-- Records to use --
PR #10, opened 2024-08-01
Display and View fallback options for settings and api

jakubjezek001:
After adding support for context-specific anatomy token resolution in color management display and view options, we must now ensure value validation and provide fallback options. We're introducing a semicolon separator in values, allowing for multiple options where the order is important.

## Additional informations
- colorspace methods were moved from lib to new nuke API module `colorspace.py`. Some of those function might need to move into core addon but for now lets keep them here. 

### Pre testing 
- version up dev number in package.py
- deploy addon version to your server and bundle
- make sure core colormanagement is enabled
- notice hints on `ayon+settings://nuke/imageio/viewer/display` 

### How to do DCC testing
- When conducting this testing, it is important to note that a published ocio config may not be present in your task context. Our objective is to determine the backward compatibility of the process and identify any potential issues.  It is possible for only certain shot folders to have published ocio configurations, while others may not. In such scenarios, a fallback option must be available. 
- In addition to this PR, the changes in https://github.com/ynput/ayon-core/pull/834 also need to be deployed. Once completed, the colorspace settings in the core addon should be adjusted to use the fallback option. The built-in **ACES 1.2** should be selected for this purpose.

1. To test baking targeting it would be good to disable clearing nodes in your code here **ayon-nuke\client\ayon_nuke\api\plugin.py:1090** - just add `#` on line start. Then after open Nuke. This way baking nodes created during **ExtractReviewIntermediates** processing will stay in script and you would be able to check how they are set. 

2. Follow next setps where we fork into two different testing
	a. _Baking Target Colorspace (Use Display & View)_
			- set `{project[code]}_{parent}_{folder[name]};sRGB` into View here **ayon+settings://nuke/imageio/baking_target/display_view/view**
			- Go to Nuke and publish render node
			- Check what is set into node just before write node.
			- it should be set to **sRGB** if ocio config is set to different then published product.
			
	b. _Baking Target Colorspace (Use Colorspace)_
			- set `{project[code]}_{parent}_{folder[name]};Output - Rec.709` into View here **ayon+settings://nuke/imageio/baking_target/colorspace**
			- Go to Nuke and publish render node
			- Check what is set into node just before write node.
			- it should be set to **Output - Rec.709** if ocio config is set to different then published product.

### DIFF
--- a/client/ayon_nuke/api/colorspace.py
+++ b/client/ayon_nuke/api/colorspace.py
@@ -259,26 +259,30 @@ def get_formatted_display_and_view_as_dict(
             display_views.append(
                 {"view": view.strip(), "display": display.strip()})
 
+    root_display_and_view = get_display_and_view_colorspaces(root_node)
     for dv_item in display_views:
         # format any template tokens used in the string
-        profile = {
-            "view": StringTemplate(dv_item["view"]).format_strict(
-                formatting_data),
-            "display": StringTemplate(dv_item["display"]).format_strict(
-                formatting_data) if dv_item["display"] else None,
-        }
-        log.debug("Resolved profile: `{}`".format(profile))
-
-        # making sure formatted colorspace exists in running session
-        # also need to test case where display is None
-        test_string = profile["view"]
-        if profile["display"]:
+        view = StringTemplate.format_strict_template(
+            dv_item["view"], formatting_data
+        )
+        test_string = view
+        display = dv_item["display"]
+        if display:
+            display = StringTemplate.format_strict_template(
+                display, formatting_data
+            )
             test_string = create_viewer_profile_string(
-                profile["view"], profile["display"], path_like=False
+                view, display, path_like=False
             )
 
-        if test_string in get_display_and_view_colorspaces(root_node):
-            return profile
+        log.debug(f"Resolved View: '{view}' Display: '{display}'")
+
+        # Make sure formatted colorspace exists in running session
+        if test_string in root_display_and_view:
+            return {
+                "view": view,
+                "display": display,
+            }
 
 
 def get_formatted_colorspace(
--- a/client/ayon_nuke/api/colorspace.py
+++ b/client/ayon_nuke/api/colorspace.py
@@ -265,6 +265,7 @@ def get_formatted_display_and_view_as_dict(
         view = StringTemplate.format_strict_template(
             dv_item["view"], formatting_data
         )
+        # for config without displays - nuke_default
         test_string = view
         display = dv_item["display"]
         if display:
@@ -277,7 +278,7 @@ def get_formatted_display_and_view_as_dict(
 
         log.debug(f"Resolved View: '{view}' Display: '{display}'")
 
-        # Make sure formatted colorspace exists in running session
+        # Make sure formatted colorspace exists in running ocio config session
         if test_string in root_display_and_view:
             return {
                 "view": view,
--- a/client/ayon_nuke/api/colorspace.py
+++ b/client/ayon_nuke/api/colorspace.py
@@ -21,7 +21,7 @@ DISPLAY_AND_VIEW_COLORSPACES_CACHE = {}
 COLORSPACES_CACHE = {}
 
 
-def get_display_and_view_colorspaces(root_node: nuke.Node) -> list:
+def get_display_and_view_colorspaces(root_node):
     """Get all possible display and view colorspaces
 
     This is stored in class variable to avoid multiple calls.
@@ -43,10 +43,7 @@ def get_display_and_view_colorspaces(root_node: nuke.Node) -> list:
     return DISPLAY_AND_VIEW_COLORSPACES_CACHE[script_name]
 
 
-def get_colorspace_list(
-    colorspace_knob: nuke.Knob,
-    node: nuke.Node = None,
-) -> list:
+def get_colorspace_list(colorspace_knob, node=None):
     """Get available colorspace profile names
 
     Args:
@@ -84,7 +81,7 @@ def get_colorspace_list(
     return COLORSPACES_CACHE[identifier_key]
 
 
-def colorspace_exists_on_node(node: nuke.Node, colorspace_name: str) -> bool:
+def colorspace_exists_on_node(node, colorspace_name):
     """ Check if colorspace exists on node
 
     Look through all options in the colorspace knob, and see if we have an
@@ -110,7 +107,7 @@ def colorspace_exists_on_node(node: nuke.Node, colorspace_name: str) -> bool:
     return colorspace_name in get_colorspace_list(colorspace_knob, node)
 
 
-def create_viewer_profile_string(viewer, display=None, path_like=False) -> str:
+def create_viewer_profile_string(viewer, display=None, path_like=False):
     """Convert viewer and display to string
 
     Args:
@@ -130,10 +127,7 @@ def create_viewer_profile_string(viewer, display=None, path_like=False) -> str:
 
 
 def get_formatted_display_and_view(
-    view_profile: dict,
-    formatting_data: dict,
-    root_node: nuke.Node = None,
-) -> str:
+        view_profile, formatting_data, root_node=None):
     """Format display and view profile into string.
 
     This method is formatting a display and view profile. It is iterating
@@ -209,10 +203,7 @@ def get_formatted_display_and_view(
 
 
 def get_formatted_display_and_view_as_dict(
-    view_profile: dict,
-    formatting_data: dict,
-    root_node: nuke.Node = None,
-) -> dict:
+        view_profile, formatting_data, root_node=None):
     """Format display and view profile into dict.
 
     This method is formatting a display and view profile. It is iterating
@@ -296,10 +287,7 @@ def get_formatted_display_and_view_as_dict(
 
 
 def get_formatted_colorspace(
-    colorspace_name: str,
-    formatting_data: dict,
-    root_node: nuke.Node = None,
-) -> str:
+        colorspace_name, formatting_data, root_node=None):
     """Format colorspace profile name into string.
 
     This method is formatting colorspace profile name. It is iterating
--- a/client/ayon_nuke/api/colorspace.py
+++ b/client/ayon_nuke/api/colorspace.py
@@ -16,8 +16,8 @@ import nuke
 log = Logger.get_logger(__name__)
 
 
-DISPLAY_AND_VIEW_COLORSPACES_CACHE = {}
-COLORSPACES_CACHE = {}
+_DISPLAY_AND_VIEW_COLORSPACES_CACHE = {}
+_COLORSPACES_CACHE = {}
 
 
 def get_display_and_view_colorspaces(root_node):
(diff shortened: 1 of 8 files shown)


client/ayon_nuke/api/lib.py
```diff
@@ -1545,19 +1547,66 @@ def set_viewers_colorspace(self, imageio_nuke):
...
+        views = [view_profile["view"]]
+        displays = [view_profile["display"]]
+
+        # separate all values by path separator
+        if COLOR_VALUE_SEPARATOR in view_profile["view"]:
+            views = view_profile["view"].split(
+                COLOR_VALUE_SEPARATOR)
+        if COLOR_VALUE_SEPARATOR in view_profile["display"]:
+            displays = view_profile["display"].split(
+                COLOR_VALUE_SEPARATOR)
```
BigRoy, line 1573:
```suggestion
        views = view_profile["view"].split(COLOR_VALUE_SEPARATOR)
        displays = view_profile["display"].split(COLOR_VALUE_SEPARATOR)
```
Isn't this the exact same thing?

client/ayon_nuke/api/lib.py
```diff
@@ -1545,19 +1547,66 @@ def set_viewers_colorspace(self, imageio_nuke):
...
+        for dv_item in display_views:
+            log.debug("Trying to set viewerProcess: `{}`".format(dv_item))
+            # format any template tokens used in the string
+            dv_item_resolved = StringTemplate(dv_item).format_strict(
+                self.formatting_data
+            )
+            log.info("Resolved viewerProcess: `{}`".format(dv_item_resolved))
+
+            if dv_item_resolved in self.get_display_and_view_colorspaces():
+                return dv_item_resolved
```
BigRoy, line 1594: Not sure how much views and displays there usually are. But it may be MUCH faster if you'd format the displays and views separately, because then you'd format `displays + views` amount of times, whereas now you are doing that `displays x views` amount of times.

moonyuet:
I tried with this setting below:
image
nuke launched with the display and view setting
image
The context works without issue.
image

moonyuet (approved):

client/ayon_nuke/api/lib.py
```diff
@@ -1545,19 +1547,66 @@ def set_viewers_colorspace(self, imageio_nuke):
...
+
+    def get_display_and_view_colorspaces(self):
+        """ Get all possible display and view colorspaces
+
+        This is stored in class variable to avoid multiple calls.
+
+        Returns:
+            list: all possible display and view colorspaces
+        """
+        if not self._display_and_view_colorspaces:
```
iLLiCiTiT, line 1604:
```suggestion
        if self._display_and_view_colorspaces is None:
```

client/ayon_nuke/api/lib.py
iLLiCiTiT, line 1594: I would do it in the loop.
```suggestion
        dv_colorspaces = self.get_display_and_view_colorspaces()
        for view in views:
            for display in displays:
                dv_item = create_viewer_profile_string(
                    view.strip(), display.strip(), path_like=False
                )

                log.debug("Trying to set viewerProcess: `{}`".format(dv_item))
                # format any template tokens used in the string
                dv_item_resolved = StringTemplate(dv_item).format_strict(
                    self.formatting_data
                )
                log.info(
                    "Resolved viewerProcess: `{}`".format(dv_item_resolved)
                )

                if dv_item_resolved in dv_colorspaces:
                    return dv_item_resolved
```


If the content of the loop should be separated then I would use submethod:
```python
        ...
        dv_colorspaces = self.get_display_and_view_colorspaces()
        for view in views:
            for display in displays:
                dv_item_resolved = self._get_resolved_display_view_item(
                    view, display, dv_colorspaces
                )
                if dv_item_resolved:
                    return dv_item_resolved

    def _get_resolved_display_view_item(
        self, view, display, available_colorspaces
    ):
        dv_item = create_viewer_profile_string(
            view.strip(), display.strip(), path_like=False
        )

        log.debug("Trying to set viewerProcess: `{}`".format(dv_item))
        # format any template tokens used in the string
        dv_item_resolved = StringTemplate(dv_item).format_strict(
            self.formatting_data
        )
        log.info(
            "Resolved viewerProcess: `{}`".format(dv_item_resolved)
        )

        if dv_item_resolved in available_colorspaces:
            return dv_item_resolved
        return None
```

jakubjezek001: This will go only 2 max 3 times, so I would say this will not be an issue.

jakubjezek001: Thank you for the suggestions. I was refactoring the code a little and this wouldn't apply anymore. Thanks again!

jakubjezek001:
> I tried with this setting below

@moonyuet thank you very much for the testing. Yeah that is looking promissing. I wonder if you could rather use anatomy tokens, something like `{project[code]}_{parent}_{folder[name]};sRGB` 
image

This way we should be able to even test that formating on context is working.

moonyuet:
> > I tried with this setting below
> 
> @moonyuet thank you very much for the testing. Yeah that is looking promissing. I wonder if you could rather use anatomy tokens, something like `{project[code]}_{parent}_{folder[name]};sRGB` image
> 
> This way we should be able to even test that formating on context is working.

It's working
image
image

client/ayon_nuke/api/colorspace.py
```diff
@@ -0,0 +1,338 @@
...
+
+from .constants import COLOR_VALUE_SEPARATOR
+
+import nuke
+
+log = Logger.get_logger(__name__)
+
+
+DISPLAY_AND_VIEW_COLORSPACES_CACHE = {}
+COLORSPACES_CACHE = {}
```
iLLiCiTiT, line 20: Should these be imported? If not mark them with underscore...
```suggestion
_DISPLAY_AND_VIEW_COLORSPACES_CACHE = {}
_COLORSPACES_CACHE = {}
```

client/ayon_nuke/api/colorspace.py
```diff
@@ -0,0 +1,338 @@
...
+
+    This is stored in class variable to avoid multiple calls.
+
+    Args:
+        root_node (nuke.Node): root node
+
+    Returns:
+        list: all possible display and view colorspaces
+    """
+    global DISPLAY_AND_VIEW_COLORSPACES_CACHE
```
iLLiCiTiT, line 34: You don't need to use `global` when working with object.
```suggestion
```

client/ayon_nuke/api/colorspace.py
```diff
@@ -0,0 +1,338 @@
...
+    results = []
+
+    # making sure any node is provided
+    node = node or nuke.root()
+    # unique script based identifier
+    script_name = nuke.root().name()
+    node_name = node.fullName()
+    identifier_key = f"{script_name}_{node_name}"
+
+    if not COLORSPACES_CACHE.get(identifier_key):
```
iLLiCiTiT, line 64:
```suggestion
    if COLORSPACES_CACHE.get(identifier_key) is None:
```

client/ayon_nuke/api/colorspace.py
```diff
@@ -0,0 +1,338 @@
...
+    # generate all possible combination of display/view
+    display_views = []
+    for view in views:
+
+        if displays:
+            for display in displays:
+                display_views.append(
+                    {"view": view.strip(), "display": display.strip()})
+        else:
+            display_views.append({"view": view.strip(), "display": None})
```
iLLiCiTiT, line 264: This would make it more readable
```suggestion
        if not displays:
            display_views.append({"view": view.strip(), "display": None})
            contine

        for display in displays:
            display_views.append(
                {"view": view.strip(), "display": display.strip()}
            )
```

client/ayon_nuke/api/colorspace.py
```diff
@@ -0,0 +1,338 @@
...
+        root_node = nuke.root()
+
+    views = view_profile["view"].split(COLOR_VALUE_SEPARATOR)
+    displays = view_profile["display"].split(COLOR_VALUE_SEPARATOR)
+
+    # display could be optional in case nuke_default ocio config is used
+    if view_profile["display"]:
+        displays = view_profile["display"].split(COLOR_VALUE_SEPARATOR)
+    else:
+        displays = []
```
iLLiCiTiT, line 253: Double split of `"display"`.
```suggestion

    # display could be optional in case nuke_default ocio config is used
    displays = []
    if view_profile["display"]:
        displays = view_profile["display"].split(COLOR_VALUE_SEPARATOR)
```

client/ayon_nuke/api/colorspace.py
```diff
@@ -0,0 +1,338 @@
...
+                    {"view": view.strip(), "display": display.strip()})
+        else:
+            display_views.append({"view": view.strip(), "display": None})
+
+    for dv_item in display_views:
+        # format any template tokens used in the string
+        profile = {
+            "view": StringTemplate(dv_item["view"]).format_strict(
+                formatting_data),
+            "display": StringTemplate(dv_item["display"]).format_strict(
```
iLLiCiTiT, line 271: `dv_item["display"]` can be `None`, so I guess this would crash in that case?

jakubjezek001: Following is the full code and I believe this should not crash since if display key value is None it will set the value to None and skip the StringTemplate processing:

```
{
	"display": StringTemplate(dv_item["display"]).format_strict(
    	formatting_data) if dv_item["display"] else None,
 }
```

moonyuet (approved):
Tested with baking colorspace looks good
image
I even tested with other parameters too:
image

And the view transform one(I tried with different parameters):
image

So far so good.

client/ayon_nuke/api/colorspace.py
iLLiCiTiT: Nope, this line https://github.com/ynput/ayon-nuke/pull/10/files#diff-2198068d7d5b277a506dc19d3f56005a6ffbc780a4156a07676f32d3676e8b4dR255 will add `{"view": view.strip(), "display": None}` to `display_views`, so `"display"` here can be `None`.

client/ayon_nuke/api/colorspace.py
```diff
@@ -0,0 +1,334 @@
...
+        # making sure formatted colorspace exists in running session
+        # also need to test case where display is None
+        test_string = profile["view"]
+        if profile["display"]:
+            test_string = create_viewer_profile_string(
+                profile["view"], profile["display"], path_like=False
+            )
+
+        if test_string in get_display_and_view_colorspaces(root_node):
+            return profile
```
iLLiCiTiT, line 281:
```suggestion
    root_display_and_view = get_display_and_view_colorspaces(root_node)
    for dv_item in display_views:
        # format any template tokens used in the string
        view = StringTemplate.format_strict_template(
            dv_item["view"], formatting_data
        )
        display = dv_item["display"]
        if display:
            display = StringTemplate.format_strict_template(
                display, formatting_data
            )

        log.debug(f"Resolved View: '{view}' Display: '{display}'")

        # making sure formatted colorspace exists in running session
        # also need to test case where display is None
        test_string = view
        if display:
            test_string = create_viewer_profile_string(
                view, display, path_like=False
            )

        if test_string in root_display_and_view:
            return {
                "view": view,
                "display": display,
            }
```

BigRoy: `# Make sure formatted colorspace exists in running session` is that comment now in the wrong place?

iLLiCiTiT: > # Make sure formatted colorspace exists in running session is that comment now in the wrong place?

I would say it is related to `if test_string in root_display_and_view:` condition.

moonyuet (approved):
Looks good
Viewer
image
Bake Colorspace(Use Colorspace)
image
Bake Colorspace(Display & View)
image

-- Aim of the exercise --
Starting at the first line of the records above, please copy every line exactly through the line containing "- When conducting", and stop there.

-- Expected answer --
PR #10, opened 2024-08-01
Display and View fallback options for settings and api

jakubjezek001:
After adding support for context-specific anatomy token resolution in color management display and view options, we must now ensure value validation and provide fallback options. We're introducing a semicolon separator in values, allowing for multiple options where the order is important.

## Additional informations
- colorspace methods were moved from lib to new nuke API module `colorspace.py`. Some of those function might need to move into core addon but for now lets keep them here. 

### Pre testing 
- version up dev number in package.py
- deploy addon version to your server and bundle
- make sure core colormanagement is enabled
- notice hints on `ayon+settings://nuke/imageio/viewer/display` 

### How to do DCC testing
- When conducting this testing, it is important to note that a published ocio config may not be present in your task context. Our objective is to determine the backward compatibility of the process and identify any potential issues.  It is possible for only certain shot folders to have published ocio configurations, while others may not. In such scenarios, a fallback option must be available. 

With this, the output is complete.